Abstract class for metrics.

This class defines the interface for all metrics.

Attributes:

Name Type Description
name str

The name of the metric.

required_fields set[str]

The required fields for this metric to evaluate data.

input_type type | None

The type of the input data.

higher_is_better bool

Whether a higher score indicates better quality. Defaults to True.

strict_mode bool

If True, binarizes score to 1.0 or 0.0 before thresholding.
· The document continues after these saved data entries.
PR #903, opened 2026-07-20
fix(estimation): honest SAEM MH mixing metric + FREM/iiv_on_ruv safeguards [closes #895]

### LINKED ISSUE #895: SAEM: 0% MH acceptance and omega/sigma explosion in IIV-on-RUV FREM models
## Summary

SAEM estimation on a FREM model with `iiv_on_ruv` produces 0% Metropolis-Hastings acceptance across all iterations, causing `omega_RUV` to explode to ~49 (vs true value 0.28) and `sigma` to hit an internal ceiling at e^5 = 148.4 (SD scale). The same model estimates correctly with IMP and IMPMAP. Fixing sigma at the known value recovers the correct `omega_RUV`, confirming the root cause is an uncontrolled omega-sigma tradeoff in the SAEM M-step when the sampler isn't mixing.

## Environment

- ferx 0.2.0
- R 4.6.0 (macOS, Apple Silicon)

## Reproducer

Model: FREM with BLOCK(11) for PK + 8 covariates, plus separate `omega ETA_RUV` and `iiv_on_ruv = ETA_RUV`. 12 total ETAs. Full omega diagonal ranges from 0.046 to 622 (13,500x range).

Defaults to False.

threshold float

Pass/fail threshold in [0, 1]. Defaults to 0.5.

Example

Adding custom prompts to existing evaluator metrics:

from gllm_evals import load_simple_qa_dataset
from gllm_evals.evaluate import evaluate
from gllm_evals.evaluator.geval_generation_evaluator import GEvalGenerationEvaluator


async def main():
    # Main function with custom prompts

    # Load your dataset (must have actual_output pre-populated)
    dataset = load_simple_qa_dataset()

    # Create evaluator with default metrics
    evaluator = GEvalGenerationEvaluator(
        model_credentials=os.getenv("GOOGLE_API_KEY")
    )

    # Add custom prompts polymorphically (works for any metric)
    for metric in evaluator.metrics:
        if hasattr(metric, 'name'):  # Ensure metric has name attribute
            # Add custom prompts based on metric name
            if metric.name == "geval_completeness":
                # Add domain-specific few-shot examples
                metric.additional_context += "\n\nCUSTOM MEDICAL EXAMPLES: ..."
            elif metric.name == "geval_groundedness":
                # Add grounding examples
                metric.additional_context += "\n\nMEDICAL GROUNDING EXAMPLES: ..."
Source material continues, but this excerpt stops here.